-- Opening Marker --
PR #3883, opened 2017-06-23
Hackday - rewrite Admin as a module using Grommet

rogerhutchings:
For my hackday project, I had a stab at converting the Admin area into a more separate module, as per zooniverse/rfc#15, as it's the smallest logical part I thought I could do in the time available. The idea was to create something that would be trivial to eventually put into its own folder / monorepo folder / package / whatever.

- Created a new module which exports its routes
- Rewrote Coffeescript into ES6
- Used Grommet components for layout, controls
- Separated up files into containers / components

### What I'd like from a review

- Do you think this is on the right track?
-- Closing Marker --
Looking back at the data above, tally each line that includes the word "Grommet", then answer with the total alone.

## ANSWER FOR THE TASK
2